Hasan Köni’ye göre Türkiye, fırsatlar dengesini kurmaya çalışıyor. İsmet İnönü’nün “Dünya yeniden kurulur, Türkiye’de orada yerini alır” ifadesini hatırlattı. Eski sistem çökerken, ortaya çıkacak düzensizlik birçok şeyi tetikleyecektir. Türk Devlet aklı da bu fırtınadan en az hasarla çıkmak, fırsatları iyi değerlendirerek yeni dönem ve düzene güçlü başlamak istiyor.
Burada ön plana iç cephe çıkıyor. Aslında Erdoğan’ın, Devlet Bahçeli’nin “İç cephe”, “5. Kol faaliyeti” ifadeleri ciddiye almak gerekiyor. Türkiye’nin dönem boyunca iç cephesinde birliğin önemi ortada.
Fakat iç cephede CHP’nin oynadığı rol daha çok ayrışmaya, hatta toplumsal yarılmaya hizmet etmektedir. Toplumun büyük bir bölümünün kışkırtmalara karşı Anadolu İrfanı dediğimiz aklıselimi öncelediğini gösteriyor.
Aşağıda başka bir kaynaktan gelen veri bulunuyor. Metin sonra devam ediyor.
PR #727, opened 2019-12-10
microdnf install command on packages with xml:base and option

lucab85:
microdnf install command on packages with xml:base and option

https://bugzilla.redhat.com/show_bug.cgi?id=1734350
https://bugzilla.redhat.com/show_bug.cgi?id=1769831
https://bugzilla.redhat.com/show_bug.cgi?id=1771012
https://bugzilla.redhat.com/show_bug.cgi?id=1779757

### DIFF
--- a/dnf-behave-tests/features/microdnf/install-nodocs-1.feature
+++ b/dnf-behave-tests/features/microdnf/install-nodocs-1.feature
@@ -1,0 +1,18 @@
+@no_installroot
+Feature: microdnf install command on packages
+
+
+Background:
+Given I delete file "/etc/dnf/dnf.conf"
+  And I delete file "/etc/yum.repos.d/*.repo" with globs
+
+
+Scenario: Install a documentation package from local repodata
+Given I use repository "microdnf-install-nodocs"
+ When I execute microdnf with args "install man-pages"
+ Then the exit code is 0
+  And microdnf transaction is
+      | Action        | Package                                   |
+      | install       | man-pages-0:4.16-3.fc29.x86_64            |
+  And file "/usr/share/doc/man-pages/README" exists
+
--- a/dnf-behave-tests/features/microdnf/install1.feature
+++ b/dnf-behave-tests/features/microdnf/install1.feature
@@ -1,0 +1,21 @@
+@no_installroot
+Feature: microdnf install command on packages
+
+
+Background:
+Given I delete file "/etc/dnf/dnf.conf"
+  And I delete file "/etc/yum.repos.d/*.repo" with globs
+
+
+@bz1734350
+@bz1779757
+Scenario: Install package from local repodata with local packages
+#1. local repo with local packages
+Given I use repository "dnf-ci-fedora"
+ When I execute microdnf with args "install kernel"
+ Then the exit code is 0
+  And microdnf transaction is
+      | Action        | Package                                   |
+      | install       | kernel-core-0:4.18.16-300.fc29.x86_64     |
+      | install       | kernel-modules-0:4.18.16-300.fc29.x86_64  |
+      | install       | kernel-0:4.18.16-300.fc29.x86_64          |
--- a/dnf-behave-tests/features/microdnf/install2.feature
+++ b/dnf-behave-tests/features/microdnf/install2.feature
@@ -1,0 +1,23 @@
+@no_installroot
+Feature: microdnf install command on packages
+
+
+Background:
+Given I delete file "/etc/dnf/dnf.conf"
+  And I delete file "/etc/yum.repos.d/*.repo" with globs
+
+
+@bz1734350
+Scenario: Install package from local repodata with local xml:base
+#2. local repo with local packages (different package location specified using xml:base)
+Given I copy repository "dnf-ci-fedora" for modification
+  And I use repository "dnf-ci-fedora"
+  And I execute "createrepo_c --baseurl file://{context.dnf.installroot}/xml_base/dnf-ci-fedora /{context.dnf.repos[dnf-ci-fedora].path}"
+  And I copy directory "{context.dnf.repos[dnf-ci-fedora].path}" to "/xml_base/dnf-ci-fedora"
+ When I execute microdnf with args "install abcde"
+ Then the exit code is 0
+  And microdnf transaction is
+      | Action        | Package                                   |
+      | install       | flac-0:1.3.2-8.fc29.x86_64                |
+      | install       | abcde-0:2.9.2-1.fc29.noarch               |
+  And file "/xml_base/dnf-ci-fedora/noarch/abcde-2.9.2-1.fc29.noarch.rpm" exists
--- a/dnf-behave-tests/features/microdnf/install3.feature
+++ b/dnf-behave-tests/features/microdnf/install3.feature
@@ -1,0 +1,22 @@
+@no_installroot
+Feature: microdnf install command on packages
+
+
+Background:
+Given I delete file "/etc/dnf/dnf.conf"
+  And I delete file "/etc/yum.repos.d/*.repo" with globs
+
+
+@bz1734350
+Scenario: Install package from local repodata with xml:base pointing to remote packages
+#3. local repo with remote packages (different package location specified using xml:base)
+Given I make packages from repository "dnf-ci-fedora" accessible via http
+  And I copy repository "dnf-ci-fedora" for modification
+  And I execute "createrepo_c --baseurl http://localhost:{context.dnf.ports[dnf-ci-fedora]} /{context.dnf.repos[dnf-ci-fedora].path}"
+  And I use repository "dnf-ci-fedora"
+ When I execute microdnf with args "install abcde"
+ Then the exit code is 0
+  And microdnf transaction is
+      | Action        | Package                                   |
+      | install       | flac-0:1.3.2-8.fc29.x86_64                |
+      | install       | abcde-0:2.9.2-1.fc29.noarch               |
--- a/dnf-behave-tests/features/microdnf/install-nodocs-2.feature
+++ b/dnf-behave-tests/features/microdnf/install-nodocs-2.feature
@@ -1,0 +1,19 @@
+@no_installroot
+Feature: microdnf install command on packages
+
+
+Background:
+Given I delete file "/etc/dnf/dnf.conf"
+  And I delete file "/etc/yum.repos.d/*.repo" with globs
+
+
+@bz1769831
+Scenario: Install package with option from local repodata with local packages
+Given I use repository "microdnf-install-nodocs"
+ When I execute microdnf with args "--setopt=tsflags=nodocs install man-pages"
+ Then the exit code is 0
+  And microdnf transaction is
+      | Action        | Package                                   |
+      | install       | man-pages-0:4.16-3.fc29.x86_64            |
+  And file "/usr/share/doc/man-pages/README" does not exist
+
--- a/dnf-behave-tests/features/microdnf/install-nodocs-3.feature
+++ b/dnf-behave-tests/features/microdnf/install-nodocs-3.feature
@@ -1,0 +1,19 @@
+@no_installroot
+Feature: microdnf install command on packages
+
+
+Background:
+Given I delete file "/etc/dnf/dnf.conf"
+  And I delete file "/etc/yum.repos.d/*.repo" with globs
+
+
+@bz1771012
+Scenario: Install package with --nodocs option from local repodata with local packages
+Given I use repository "microdnf-install-nodocs"
+  And I execute microdnf with args "--nodocs install man-pages"
+ Then the exit code is 0
+  And microdnf transaction is
+      | Action        | Package                                   |
+      | install       | man-pages-0:4.16-3.fc29.x86_64            |
+  And file "/usr/share/doc/man-pages/README" does not exist
+
--- a/dnf-behave-tests/features/microdnf/install4.feature
+++ b/dnf-behave-tests/features/microdnf/install4.feature
@@ -1,0 +1,28 @@
+@no_installroot
+Feature: microdnf install command on packages
+
+
+Background:
+Given I delete file "/etc/dnf/dnf.conf"
+  And I delete file "/etc/yum.repos.d/*.repo" with globs
+
+
+@bz1734350
+Scenario: Install packages from local repodata that have packages with xml:base pointing to a remote as well as local packages
+#4. local repo with local and remote packages; installing both at the same time.
+Given I make packages from repository "dnf-ci-fedora" accessible via http
+  And I copy repository "dnf-ci-fedora" for modification
+  And I copy repository "dnf-ci-thirdparty" for modification
+  And I execute "createrepo_c --baseurl http://localhost:{context.dnf.ports[dnf-ci-fedora]} /{context.dnf.repos[dnf-ci-fedora].path}"
+  And I execute "mergerepo_c --repo file://{context.dnf.repos[dnf-ci-fedora].path} --repo file://{context.dnf.repos[dnf-ci-thirdparty].path}" in "{context.dnf.installroot}"
+  And I configure a new repository "merged-repo" with
+      | key     | value                                        |
+      | baseurl | file://{context.dnf.installroot}/merged_repo |
+  When I execute microdnf with args "install abcde alternator"
+ Then the exit code is 0
+  And microdnf transaction is
+      | Action        | Package                                   |
+      | install       | FlacBetterEncoder-0:1.0-1.x86_64          |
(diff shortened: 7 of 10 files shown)


dnf-behave-tests/features/microdnf/install-xml-base.feature
```diff
@@ -0,0 +1,73 @@
+@no_installroot
+@desctructive
```
lukash: You don't need the `@destructive` tag, `@no_installroot` already marks the tests as destructive.

dnf-behave-tests/features/microdnf/install-xml-base.feature
```diff
@@ -0,0 +1,73 @@
...
+Feature: microdnf install command on packages with xml:base
+
+@bz1734350
+Scenario: Install packages from local repodata with local packages
+#1. local repo with local packages
+Given I use repository "dnf-ci-fedora"
+ When I execute microdnf with args "install setup"
```
lukash: Since you're running the tests directly on the system and not in an installroot, there are the system repositories configured and they are being synced when you run microdnf, which takes a long time and may fail in CI due to networking not being available.

You should at least delete the repo configs like it is done e.g. here: https://github.com/rpm-software-management/ci-dnf-stack/blob/master/dnf-behave-tests/features/microdnf/repolist.feature

But, deleting the system repos when not running in an installroot should be part of the test environment setup somewhere in `environment.py`. If you'd like to try to figure out how to do that, that would be great. Actually, it should be pretty simple, when the test is tagged `@no_installroot`, just delete the system repos configuration, I think.

dnf-behave-tests/features/microdnf/install-xml-base.feature
```diff
@@ -0,0 +1,73 @@
+@no_installroot
+@desctructive
+Feature: microdnf install command on packages with xml:base
+
+@bz1734350
+Scenario: Install packages from local repodata with local packages
```
lukash: This is a regular package installation test and you're testing various combinations of repository urls, not just `xml:base`, so (unless you decide to split the tests into multiple files - see my other comments), why not just name the file `microdnf/install.feature`?

dnf-behave-tests/features/microdnf/install-xml-base.feature
```diff
@@ -0,0 +1,73 @@
...
+
+
+@bz1734350
+Scenario: Install packages from local repodata with local xml:base
+#2. local repo with local packages (different package location specified using xml:base)
+Given I copy repository "dnf-ci-fedora" for modification
+  And I use repository "dnf-ci-fedora"
+  And I execute "createrepo_c --baseurl file://{context.dnf.installroot}/xml_base/dnf-ci-fedora /{context.dnf.repos[dnf-ci-fedora].path}"
+  And I copy directory "{context.dnf.repos[dnf-ci-fedora].path}" to "/xml_base/dnf-ci-fedora"
+ When I execute microdnf with args "install setup"
```
lukash: You are repeatedly installing the same package, "setup". It is important to note that since the microdnf tests don't run in an installroot, and since all tests from a single feature file are run in the same container, you are modifying an environment shared between the tests, therefore the `setup` package is already installed in this test (unless you specifically run this single scenario, in which case it won't be installed...).

This is actually seemingly subtle, but quite a big problem. It can hit you in ways you don't expect, it's hard to write tests in such environment and they are much less robust. @m-blaha is looking into how to run each `@no_installroot` scenario in a different container (even though it will have a performance impact) I think, not sure what's the status? @m-blaha will you have a solution soon or do we still need to worry about this?

Anyway, I think if you want to keep these tests in a single feature file, you should pick a different package to install in each scenario. That way they _shouldn't_ be influencing each other (much). An alternative is to split the scenarios into more feature files, that way they will be run in separate containers. In an extreme you could put one scenario per feature file to ensure they don't influence each other.

dnf-behave-tests/features/microdnf/install-xml-base.feature
```diff
@@ -0,0 +1,73 @@
...
+@bz1734350
+Scenario: Install packages from remote repodata with xml:base pointing to packages on different remote
+#6. remote repo with remote packages (different package location (different url) specified using xml:base)
+Given I make packages from repository "dnf-ci-fedora" accessible via http
+  And I copy repository "dnf-ci-fedora" for modification
+  And I execute "createrepo_c --baseurl http://localhost:{context.dnf.ports[dnf-ci-fedora]} /{context.dnf.repos[dnf-ci-fedora].path}"
+  And I use repository "dnf-ci-fedora" as http
+ When I execute microdnf with args "install setup"
+ Then the exit code is 0
+  And stderr is empty
```
lukash: Since you are writing quite extensive tests for the microdnf install command, may I ask you if you could add a test for the `--nodocs` option? I need the tests for a bug of mine - the simple install test you're adding is actually enough, but it's better to add a test for the option as well just to make sure it's covered...

lucab85: OK https://bugzilla.redhat.com/show_bug.cgi?id=1769831

dnf-behave-tests/features/microdnf/install.feature
```diff
@@ -0,0 +1,86 @@
+@no_installroot
+Feature: microdnf install command on packages with xml:base
```
lukash: This still mentions `xml:base`, while the tests are for installing in general.

dnf-behave-tests/features/microdnf/install.feature
```diff
@@ -0,0 +1,86 @@
...
+  Given I delete file "/etc/yum.repos.d/*.repo" with globs
+
+
+@bz1734350
+Scenario: Install package from local repodata with local packages
+#1. local repo with local packages
+Given I use repository "dnf-ci-fedora"
+ When I execute microdnf with args "install kernel"
+ Then the exit code is 0
+  And stderr is empty
```
lukash: Hmm, we should _definitely_ check the installation happened and the output of the command as well (in all the tests). There's a step for dnf to do that: `Transaction is following`, which checks both the dnf output and the rpm transaction that took place. We'll probably need to add a step like `microdnf transaction is following`, which will share the rpm transaction bit, but will parse microdnf output to verify it. Let me know if you can do that or you need some help with it.

dnf-behave-tests/features/microdnf/install.feature
```diff
@@ -0,0 +1,86 @@
...
+
+
+@bz1769831
+Scenario: Install package with option from local repodata with local packages
+Given I use repository "dnf-ci-fedora"
+ When I execute microdnf with args "--setopt=tsflags=nodocs install glibc"
```
lukash: Thanks for this. Could you add another one with the more straightforward `--nodocs` and tag it with `@bz1771012`?

Also (sorry about adding more work), you should check the option did what it was meant to, which, if I understand correctly, doesn't install documentation files from RPMs. Which I think means you need an RPM with a file in `/usr/share/man/` and check it wasn't installed if this option was used.

dnf-behave-tests/features/microdnf/install.feature
```diff
@@ -0,0 +1,86 @@
+@no_installroot
+Feature: microdnf install command on packages with xml:base
+
+
+Background: Using repositories dnf-ci-fedora and dnf-ci-thirdparty-updates
+  Given I delete file "/etc/yum.repos.d/*.repo" with globs
+
+
+@bz1734350
```
lukash: Can you add `@bz1779757` here? It's the same crash as the `--nodocs` ones, just this one wasn't reported wtih the `--nodocs` option, so let's tag the simple test with it... Thanks!

dnf-behave-tests/features/microdnf/install.feature
lucab85: I agree and I need support to update "transaction.py" to match microdnf transactions.

Example:
```
[...]
    And Transaction is following                                         # features/steps/transaction.py:144 0.133s
      | Action  | Package                                  |
      | install | kernel-core-0:4.18.16-300.fc29.x86_64    |
      | install | kernel-modules-0:4.18.16-300.fc29.x86_64 |
      | install | kernel-0:4.18.16-300.fc29.x86_64         |
        File "/usr/lib/python3.7/site-packages/behave/model.py", line 1329, in run
          match.run(runner.context)
        File "/usr/lib/python3.7/site-packages/behave/matchers.py", line 98, in run
          self.func(context, *args, **kwargs)
        File "features/steps/transaction.py", line 146, in then_Transaction_contains
          check_transaction(context, 'contains')
        File "features/steps/transaction.py", line 126, in check_transaction
          check_dnf_transaction(context, mode)
        File "features/steps/transaction.py", line 94, in check_dnf_transaction
          dnf_transaction = parse_transaction_table(lines)
        File "/opt/behave/features/steps/lib/dnf.py", line 119, in parse_transaction_table
          table_begin = find_transaction_table_begin(lines)
        File "/opt/behave/features/steps/lib/dnf.py", line 93, in find_transaction_table_begin
          raise RuntimeError("Transaction table start not found")
      RuntimeError: Transaction table start not found

Last Command: microdnf install kernel

Last Command stdout:
Package                                 Repository       Size
Installing:                                                  
 kernel-4.18.16-300.fc29.x86_64         dnf-ci-fedora  6.2 kB
 kernel-core-4.18.16-300.fc29.x86_64    dnf-ci-fedora 52.3 kB
 kernel-modules-4.18.16-300.fc29.x86_64 dnf-ci-fedora 48.2 kB
Transaction Summary:
 Installing:        3 packages
 Reinstalling:      0 packages
 Upgrading:         0 packages
 Removing:          0 packages
 Downgrading:       0 packages
Running transaction test...
Installing: kernel-core;4.18.16-300.fc29;x86_64;dnf-ci-fedora
Installing: kernel-modules;4.18.16-300.fc29;x86_64;dnf-ci-fedora
Installing: kernel;4.18.16-300.fc29;x86_64;dnf-ci-fedora
Complete.

```

lukash:
I've created a PR for the microdnf transaction check step: https://github.com/rpm-software-management/ci-dnf-stack/pull/731

@lucab85 please check it out, I've tried your scenarios on it and they're not doing very well :slightly_smiling_face:  here's your branch with that, the update is simple so you may not find it useful but anyway: https://github.com/lukash/ci-dnf-stack/tree/microdnf-transaction-727

Hope the step works for you, hit me up in case of problems, there might be a bug or two :slightly_smiling_face:

dnf-behave-tests/features/microdnf/install2.feature
```diff
@@ -0,0 +1,19 @@
+@no_installroot
```
lukash: I know it's not easy since you're forced to split the feature file, but the names `install[1-8].feature` aren't great. They don't really tell what is inside. e.g. you've got a test for `--setopt=tsflags=nodocs` here in `install2.feaure` and `--nodocs` in `install8.feature`, while they're obviously related.

We should at least try to make it a bit less messy... come up with some better naming scheme?

(unless @m-blaha has a positive update on running the scenarios in separate containers, which would save us from this?)

dnf-behave-tests/features/microdnf/install1.feature
```diff
@@ -0,0 +1,22 @@
...
+#1. local repo with local packages
+Given I use repository "dnf-ci-fedora"
+ When I execute microdnf with args "install kernel"
+ Then the exit code is 0
+  And microdnf transaction is
+      | Action        | Package                                   |
+      | install       | kernel-core-0:4.18.16-300.fc29.x86_64     |
+      | install       | kernel-modules-0:4.18.16-300.fc29.x86_64  |
+      | install       | kernel-0:4.18.16-300.fc29.x86_64          |
+
```
lukash: You now have one too many newline at the ends of the files... :) If configured properly, your editor should add a single newline automatically, as it is customary on linux.

dnf-behave-tests/features/microdnf/install3.feature
```diff
@@ -0,0 +1,25 @@
+@no_installroot
+Feature: microdnf install command on packages
+
+
+Background:
+  Given I delete file "/etc/dnf/dnf.conf"
+    And I delete file "/etc/yum.repos.d/*.repo" with globs
+
+
+
```
lukash: Three newlines here and in some other feature files. Two is enough...

dnf-behave-tests/fixtures/specs/dnf-ci-fedora/man-pages-4.16-3.fc29.spec
```diff
@@ -0,0 +1,23 @@
+Name: man-pages
```
lukash: Please don't add packages to `dnf-ci-fedora`. We were just discussing this - the repository is used for a large number of tests, which get influenced if you change its data (however improbably it is that this will silently break something, the chance is there). The solution should be to create your own repository (which we've agreed should be named e.g. `microdnf-install-nodocs` for this test, and the feature files could then be named like `microdnf/install-nodocs-1.feature` and `microdnf/install-nodocs-2.feature` in this case).

dnf-behave-tests/features/microdnf/install8.feature
```diff
@@ -0,0 +1,19 @@
...
+
+@bz1771012
+Scenario: Install package with --nodocs option from local repodata with local packages
+Given I use repository "dnf-ci-fedora"
+  And I execute microdnf with args "--nodocs install man-pages"
+ Then the exit code is 0
+  And microdnf transaction is
+      | Action        | Package                                   |
+      | install       | man-pages-0:4.16-3.fc29.x86_64            |
+  And file "/usr/share/doc/man-pages/README" does not exist
```
lukash: I think it would be a good idea to install the package also without the flag and check the file is there, because there's a solid chance the file won't be there by a mistake in the scenario, like a typo...

dnf-behave-tests/features/microdnf/install-nodocs-1.feature
```diff
@@ -0,0 +1,18 @@
...
+
+
+Scenario: Install a documentation package from local repodata
+Given I use repository "microdnf-install-nodocs"
+ When I execute microdnf with args "install man-pages"
+ Then the exit code is 0
+  And microdnf transaction is
+      | Action        | Package                                   |
+      | install       | man-pages-0:4.16-3.fc29.x86_64            |
+  And file "/usr/share/doc/man-pages/README" exist
```
lukash: This doesn't work, it needs to be `exists`, not `exist`.

dnf-behave-tests/features/microdnf/install-nodocs-1.feature
```diff
@@ -0,0 +1,18 @@
...
+
```
lukash: Still empty lines at ends of some of the feature files (sorry about nitpicking :slightly_smiling_face:)

dnf-behave-tests/features/microdnf/install-nodocs-1.feature
```diff
@@ -0,0 +1,18 @@
+@no_installroot
+Feature: microdnf install command on packages
+
+
+Background:
+  Given I delete file "/etc/dnf/dnf.conf"
+    And I delete file "/etc/yum.repos.d/*.repo" with globs
```
lukash: All the Backgrounds have the steps indented by two more spaces than the scenarios, can you unify it?

dnf-behave-tests/features/microdnf/install2.feature
```diff
@@ -0,0 +1,23 @@
...
+  And I use repository "dnf-ci-fedora"
+  And I execute "createrepo_c --baseurl file://{context.dnf.installroot}/xml_base/dnf-ci-fedora /{context.dnf.repos[dnf-ci-fedora].path}"
+  And I copy directory "{context.dnf.repos[dnf-ci-fedora].path}" to "/xml_base/dnf-ci-fedora"
+ When I execute microdnf with args "install abcde"
+ Then the exit code is 0
+  And microdnf transaction is
+      | Action        | Package                                   |
+      | install       | flac-0:1.3.2-8.fc29.x86_64                |
+      | install       | abcde-0:2.9.2-1.fc29.noarch               |
+  And file "/xml_base/dnf-ci-fedora/noarch/abcde-0:2.9.2-1.fc29.noarch" exists
```
lukash: This fails for me, does it pass for you?

dnf-behave-tests/features/microdnf/install3.feature
lukash: Still the three newlines... :slightly_smiling_face: Here and in `install[4-6].feature`.

dnf-behave-tests/features/microdnf/install2.feature
lucab85: I fixed it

CHP kanadı, İBB sürecini yargıya saygı duymadan toplumsal fay hatlarını tetikleme aracı olarak kullanıp, yargı sürecinin de işlememesi üzerine politika yürütüyorlar.
Çok garip bir çağrı CHP İstanbul Milletvekili Kadir Gökmen Öğüt'den gelmiş. Öğüt, hızını alamayarak; "NATO'nun Avrupa'nın ve Emperyalizm'in Türkiye'de 'Demokrasi' olsun diye bir müdahalede bulunması gerekir. Önceden yaparlardı hem de ciddi yaparlardı"
Bu açıklamanın akıl tutulması olduğu kesin.
Türkiye, süreçten nasıl çıkacak. Bunun üzerine çok konuşmak, akıl yürütmek gerekiyor. Prof. Dr. Süleyman Seyfi Öğün, olayı ilgi çekici bir akıl ile izah ediyor.
Prof. Öğün; “Şu son iç siyasette yaşadığımız meselelere bakalım. Bu meseleleri Türkiye kendi içinde bir hesaplaşma, bunu bir milli mesele iç mesele olarak götürebilecek mi? İki bu iç mesele olmaktan çıkıp bütün dünyanın Türkiye’ye abanacağı, bir (öyle bir şey yok) olmamasının sebebi şu, gerek ABD Rusya kampı gerek Avrupa kampı Türkiye’den bir şeyler umuyor. Bu adamlar, demokrasi insan hakları vs. söylerler de, bir kendileri için söylemezler, kendileri asla bu tartıya çıkarmazlar, birilerini çıkarıyorlarsa eğer onu harcamak istiyorlardır.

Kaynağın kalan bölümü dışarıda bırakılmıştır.